The results of the experiment are shown in tables in FIGS. 5 and 6. Figure 5
Fig. 6 shows a case where the number of learning data is relatively large, and Fig. 6 shows a case where the number of learning data is small. The vertical axes in FIGS. 5 and 6 show the false recognition rate, and the horizontal axes show the number of standard patterns for each category. For reference, FIGS. 5 and 6 also show the results obtained when the standard pattern obtained by the LBG algorithm (that is, the initial standard pattern of the present invention and LVQ2) was used. As shown in FIG. 5, when the number of learning data is relatively large, both the present invention and LVQ2 use LBG
The false recognition rate is lower than that of the algorithm, indicating that learning is performed well. Moreover, the present invention has better results. When the number of learning data is small (FIG. 6), the results of LVQ2 are not much different from the LBG algorithm, and therefore the effect of LVQ2 learning is hardly visible. On the other hand, when the present invention was used, generally good results were obtained.

These experiments have shown that the present invention is a method that improves the drawback of the conventional method that learning effects are not obtained when the number of learning data is small, and moreover, even when the number of training data is increased to a certain extent, It was confirmed that this method is superior to conventional methods.

[Brief explanation of drawings]

FIG. 1 is a part of a flowchart showing the operation of an embodiment of the present invention.

FIG. 2 is another part of the same flowchart.

FIG. 3 is the remaining part of the same flowchart.

FIG. 4 is a block diagram showing the functional configuration of a pattern recognition device according to an embodiment of the present invention.

FIG. 5 is a diagram showing an example of experimental results in an example of the present invention.

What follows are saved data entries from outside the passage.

PR #1619, opened 2021-12-23
Update pleasantest and use getAccessibilityTree in tests

calebeby:
This updates Pleasantest to the version that has getAccessibilityTree, and changes the tests which benefit from getAccessibilityTree to use it.


src/components/author/author.test.ts
```diff
@@ -1,62 +1,67 @@
...
-    })
-  );
-});
+    // Confirm the meta value is rendered and the date is not rendered
+    expect(await getAccessibilityTree(body)).toMatchInlineSnapshot(`
+        text "By"
+        link "Shakira Isabel Mebarak Ripoll"
+          text "Shakira Isabel Mebarak Ripoll"
+        text "Singer and songwriter"
+      `);
```
Paul-Hebert, line 65: Nit: I wonder if it would match the original intent of this test better to do something like this?

```js
const a11yTree = await getAccessibilityTree(body));

expect(a11yTree.includes('Singer and songwriter')).toBeTrue();
expect(a11yTree.includes('Published on March 31st, 2021')).toBeFalse();
```

(This is not a blocking comment. Feel free to ignore it.)

src/components/comment/comment.test.ts
```diff
@@ -33,8 +33,23 @@ test(
...
+            text "Test author name"
+            text "said:"
+        text "Test content"
+        contentinfo
+          link "Permalink to Test author name’s Jan 1, 2000 comment"
+            text "Permalink to Test author name’s"
+            text "Jan 1, 2000"
+            text "comment"
+          button "Reply"
+    `);
```
Paul-Hebert, line 52: Nit: I wonder if this test would be easier to read with `includeText: false`?

src/components/comment/comment.test.ts
```diff
@@ -44,17 +59,44 @@ test(
...
 
     // Updated state: reply form is no longer hidden
     await expect(form).toBeVisible();
     // Reply button is hidden
     await expect(replyButton).not.toBeVisible();
-    // The first input or textarea should be focused.
-    // (In practice this will always be a textarea, but if the form is
-    // changed to lead with an input in the future, and that input is selected,
-    // this test should still pass.)
```
Paul-Hebert, line 55: It's less clear to me now what this test is checking for. I wonder if we should add a comment above the snapshot explaining that we're interested in checking that the first focusable element in the form should be focused?

Paul-Hebert (dismissed):
These changes make sense to me and it's cool to see `getAccessibilityTree` used. I left a couple non-blocking nits inline.

src/components/comment/comment.test.ts
calebeby: Yeah sure 👍 . It is also checking that all the parts of the form are rendered with the intended text + roles + structure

FIG. 6 is a diagram showing another example of the same experimental results.

[Explanation of symbols]

1 Sampling means 2 LPC cepstral analysis means 3 Vowel data extraction means 4 Standard pattern learning means 5. Storage means 6. Verification means 7 Judgment means

Claims (1)

[Claims] Claim 1: In a pattern recognition method that recognizes data using a plurality of standard patterns prepared for each category, the degree of misrecognition when given training data is recognized using standard patterns. A pattern recognition method characterized in that the optimal standard pattern is configured as a function of the standard pattern, the optimal standard pattern that minimizes the function is found, and data is recognized using the optimal standard pattern.